= Paper Windmill Theatre =

Taiwanese children's theatre group

Paper Windmill Theatre (Chinese: 紙風車劇團; pinyin: zhǐfēng chējù tuán) is a Taiwanese performance group with a primary focus on children's theater. Established in November 1992, the group's performances encompass various forms, including theater, musicals, mime, puppetry, and black light theater.

== History ==
In 1992, Lee Yung-Feng, along with Ko I-Chen, Hsu Li-Kong, Lo Pei-An, and Wu Jing-Ji, founded the Paper Windmill Theater based on the belief that "children need their own theater, and Taiwan requires its unique children's theater." The name "Paper Windmill" represents their ethos of "Let the wind blow and walk forward facing the wind." This philosophy guides their primary focus on organizing cultural events and theatrical performances that enhance children's education and provide entertainment. They have also expanded to various locations, including New York, Paris, Hong Kong, Macau, Beijing, Hungary, and more, in addition to performing regularly in theaters across Taiwan.

In 1995, the Council for Cultural Affairs, Executive Yuan, commissioned Paper Windmill for a ten-year "Youth Drama Promotion Program." They visited junior and senior high schools across the country, promoting drama through curriculum development, lectures, and helping to establish drama clubs. Starting in 1999, they organized six editions of the "Super King Lan Ling" drama competition, attracting young participants. Some students who competed in the competition found inspiration in the drama and pursued careers as performers or in arts administration.

Since 1996, Paper Windmill used the Chinese zodiac as a theme for the plays. They created works based on the zodiac animal of each year, such as "Catch the Mouse" in the Year of the Rat and "Run, Little Pig" in the Year of the Pig.

In 1998, Paper Windmill introduced the "Witch Series," featuring "Wu Ding (Chinese: 巫頂)" as a significant character in "Windmill Fantasia." Their performances included various forms like plays, musicals, and puppetry, emphasizing live interaction. They often break the fourth wall using props and storyline design. On February 20 of the same year, they registered as "The Paper Windmill Arts and Educational Foundation" with the Department of Cultural Affairs, New Taipei City Government.
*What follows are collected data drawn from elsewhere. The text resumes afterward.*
PR #123, opened 2017-04-11
Use the original_url for the IIIF manifest's @id value.

### LINKED ISSUE #122: IIIF Manifests @id can be non spec compliant.
According to the [IIIF spec](http://iiif.io/api/presentation/2.1/#id)

```
A manifest must have exactly one id, and it must be the http(s) URI at which it is published.
```

We allow our the IIIF manifest to be returned under the following URLs:
- https://purl.stanford.edu/fw090jw3474/iiif/manifest
- https://purl.stanford.edu/fw090jw3474/iiif/manifest.json

However; the URL returned in the `@id` parameter is always `https://purl.stanford.edu/fw090jw3474/iiif/manifest`.  This is causing some issues with some 3rd party software that implements the IIIF spec.

One possibility would be to use `controller.request.original_url` instead of `iiif_manifest_url` [here](https://github.com/sul-dlss/purl/blob/master/app/models/iiif_presentation_manifest.rb#L56)

If that sounds agreeable, I'm happy to submit a PR with that change (as this could potentially cause some issues with a demo we have next week if somebody adds the `.json` in their manifest URLs).

jkeck:
Fixes #122

### DIFF
--- a/app/controllers/purl_controller.rb
+++ b/app/controllers/purl_controller.rb
@@ -50,7 +50,7 @@ class PurlController < ApplicationController
     return unless stale?(last_modified: @purl.updated_at.utc, etag: @purl.cache_key + "/#{@purl.updated_at.utc}")
 
     if @purl.iiif_manifest?
-      manifest = Rails.cache.fetch([@purl, @purl.updated_at.utc], expires_in: Settings.resource_cache.lifetime) do
+      manifest = Rails.cache.fetch([@purl, params[:format], @purl.updated_at.utc], expires_in: Settings.resource_cache.lifetime) do
         @purl.iiif_manifest.body(self).to_ordered_hash
       end
 
--- a/spec/model/iiif_presentation_manifest_spec.rb
+++ b/spec/model/iiif_presentation_manifest_spec.rb
@@ -1,8 +1,69 @@
 require 'rails_helper'
 
+class TestPurlController
+  delegate :iiif_manifest_url, :purl_url, to: :helpers
+  delegate :original_url, to: :request
+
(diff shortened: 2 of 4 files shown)


spec/model/iiif_presentation_manifest_spec.rb
```diff
@@ -1,9 +1,70 @@
 require 'rails_helper'
 
+class TestPurlController
```
jkeck: Couldn't figure out a better way to mock out a controller context here.  I've also added a feature test FWIW.

app/controllers/purl_controller.rb
```diff
@@ -50,7 +50,7 @@ def manifest
     return unless stale?(last_modified: @purl.updated_at.utc, etag: @purl.cache_key + "/#{@purl.updated_at.utc}")
 
     if @purl.iiif_manifest?
-      manifest = Rails.cache.fetch([@purl, @purl.updated_at.utc], expires_in: Settings.resource_cache.lifetime) do
+      manifest = Rails.cache.fetch([@purl, params[:format], @purl.updated_at.utc], expires_in: Settings.resource_cache.lifetime) do
```
jkeck: This is what might lead me to think we should just enforce a particular route.  Given that we cache the manifest we might end up keep two cached versions of the same manifest with the only difference being the `@id`.

¯\\_(ツ)_/¯

jkeck:
Closing this as it's clear from the thread on #122 indicates that this is not just a problem w/ `.json` and is a larger issue w/ how extensions are handled for the manifest URLs.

In 2006, Paper windmill launched the "Arts for Children in 319 Townships Project," funded by private donations. This initiative involved providing performances for children in all 319 townships nationwide. The project spanned five years, becoming the first cultural movement recognized by UNESCO. In 2013, they once again launched the "Arts for Children in 368 Townships Project" touring program.

In 2010, Paper Windmill created "new Taiwanese fairy tales," crafting stories with native Taiwanese themes. Inspired by the illustrated book "寶莉回家" by author Hsiao Yeh, they produced the first Hakka children's musical titled "Hey! Little Boy (Chinese: 嘿！阿弟牯)."

From 2013 to 2023, Paper Windmill received continuous funding for 11 years through the Ministry of Culture's "Taiwan Brand Project," leading to their recognition as one of Taiwan's brand teams.